Now, we need to define relationships and specify cross filtering direction. First, task is easy because most likely Power BI will automatically detect the relationship like in the example below.

 

 

The automatic relationship is a standard one-to-many relationship, which means that it will allow us to filter Tags based on Work Item - Today selection. That is exactly opposite of what we need.  Double-click on the relationship to open the advanced editor and under "Cross filter direction" select "Both".

 

 

Finally, create a new slicer with Tag field from the newly created Tags table to get the best filtering experience! You can also try out amazing Smart Filter custom visual, which fits perfectly for this scenario.

 

References:

  1. Team Services & TFS - Available data tables in the Power BI Data Connector for Team Services
  2. Split a Delimited Row into Multiple Rows using DAX Queries
  3. It is not overengineering - Creating index table in DAX
  4. Custom visuals for Power BI - Smart Filter by OKViz
  5. SQLBI - Best Practices Using SUMMARIZE and ADDCOLUMNS
  6. Power BI Documentation - Calculated tables in Power BI Desktop

Comments
by natolira Frequent Visitor
on ‎06-30-2018 07:59 PM

Hey, nice approach.

 

I think this video gives an easier to implement approach:

by EdwardXAult Frequent Visitor
on ‎07-02-2018 12:55 PM

so happy to see this post as it's close to my challenge at hand. I have a tidy tag table which this described...though the tags are categorized. The goal is to cross tab tag categories and return file counts. Does this clean/tidy table lend itself to this or do I need to go the opposite way i.e. instead of having one-tag-table is a separate table needed for each tag category?

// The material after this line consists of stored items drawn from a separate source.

PR #5527, opened 2026-05-01
Custom Notification Tones

mredig:
### Pull Request Checklist

- [ ] Voiceover enabled.

## Add notification tone selection

Adds a tone picker to the notification settings screen, letting users choose the sound played when a notification is delivered.

### What's included

- A new **Alert Tone** section in notification settings, showing a collapsible list of available tones
- **Element X bundled tones** -- 13 tones shipped with the app
- **iOS system tones** -- 26 standard system sounds
- **Custom tone import** -- users can import their own audio files (CAF, MP3, AIFF, WAV, M4A); non-CAF formats are automatically converted to CAF for compatibility with the notification system
- **Custom tone deletion** via swipe-to-delete
- Tapping any tone **previews** it immediately via `AVAudioPlayer`
- The selection is **persisted** in app settings and picked up by the Notification Service Extension when delivering notifications

### Screenshots

IMG_0065
IMG_0066
IMG_0067

### Notes

- The tone list is only shown when the tone manager can be initialised (i.e. when required library directories are writable); if setup fails the section is hidden entirely rather than showing a broken state
- Non-CAF conversion runs on a dedicated `ConversionActor` to keep audio processing off the main thread
- The active tone is written to a fixed path (`Library/Sounds/currentAlert.caf`) that the NSE reads at notification delivery time
- Snapshot tests will need re-recording (I do not have the rights to add labels as requested in Contributing.md)

### Open questions

- The `DisclosureGroup` in the tone picker is styled ad hoc (manual `foregroundStyle`, `listRowBackground`, `listRowSeparatorTint`). Is this acceptable as-is, or should I create a reusable style for it?


mxandreas:
I played around with this one a little bit. A couple of questions and notes:

> Element X bundled tones -- 13 tones shipped with the app
> iOS system tones -- 26 standard system sounds

1) What are those 13 bundled tones? I mean where do they come from?

2) Propose to rename the Element ones as follows:

Default Message > Element Default
Pro Message > Element Fade (open for suggestions what better illustrates this sound)

3) The option for the custom one are at the very end of a long list. You may not find it. Perhaps it should be at the top?

4) The custom sound did not seem to work reliably in my simulator. The first time I selected a file, it was fine but at some point nothing happened when I tried to select a file. It just stayed on that screen. It was not frozen either because I could close the modal.

mredig:
> 1. What are those 13 bundled tones? I mean where do they come from?

We had discussions regarding a tone change in the past and our designer supplied us with a bunch of options. I took those, selected the most unique ones, and edited them down to have the fastest attack and cut as soon as it fades. I'm not 100% sure where they were sourced from, but I have a hunch it was https://freesound.org. If you need more detail, we can dig deeper.

> 2. Propose to rename the Element ones as follows:

done

> (open for suggestions what better illustrates this sound)

It reminds me of a doorbell chime, but I think 'fade' is a cleaner name.

> 3. The option for the custom one are at the very end of a long list. You may not find it. Perhaps it should be at the top?

I'll try it

> 4. The custom sound did not seem to work reliably in my simulator. The first time I selected a file, it was fine but at some point nothing happened when I tried to select a file. It just stayed on that screen. It was not frozen either because I could close the modal.

Can you elaborate on reproduction of the issue? I've tested quite thoroughly on both device and simulator and will try again, but I've not encountered anything similar on my end. Was it perhaps a specific file? I tested with a variety of files, covering the gamut of the filetypes I allowlisted, but maybe there's a specific formatting of a filetype that isn't compatible?

mxandreas:
> We had discussions regarding a tone change in the past and our designer supplied us with a bunch of options. I took those, selected the most unique ones, and edited them down to have the fastest attack and cut as soon as it fades. I'm not 100% sure where they were sourced from, but I have a hunch it was https://freesound.org/. If you need more detail, we can dig deeper.

Yes, we have to confirm what is their license, even if they do not cost anything, their license may require adding credits to the code or to the app, etc. My first preference is not to include them at all and have just the iOS standard sounds, unless there's a specific reasoning why we need them at once.

ElementX/Sources/Application/Settings/AppSettings.swift
```diff
@@ -16,8 +16,12 @@ import SwiftUI
 /// Common settings between app and NSE
 protocol CommonSettingsProtocol: AnyObject {
     var lastNotificationBootTime: TimeInterval? { get set }
-    var notificationSoundName: RemotePreference<UNNotificationSoundName> { get }
-    
+    #if !IS_SHARE_EXT
+    var selectedNotificationTone: NotificationAlertTone? {
```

by stansw Frequent Visitor
on ‎07-12-2018 12:52 PM

@natolira, Thank you for posting the link to the video. Great to see similar solutions. There are some imporatant differences one should take into account when selecting solution that matches reporting requirements. Here are the most important ones.

 

Performance

Video uses SEARCH dax function in the measure. This means that search will ge evaluated at query time. If you work with large dataset this might be slow. In the approach I propose the Tags table which is calculated at the refresh time which means that after model is calculated queries run fast even for large datasets.

 

Flexibility

Solution proposed in the video focuses on the filtering scenario. It would be hard to include IsFiltered measure in other measures you may want to create. By creating calculated table you can treat it as a regular table in any other DAX expressions you may want to build on top of it.

 

@EdwardXAult, based on your description I would recommend ADDCOLUMNS to add Category column to Tags table. That way you will end up with a clean model while keeping number of tables small and keeping all the performance benefits of calculated table.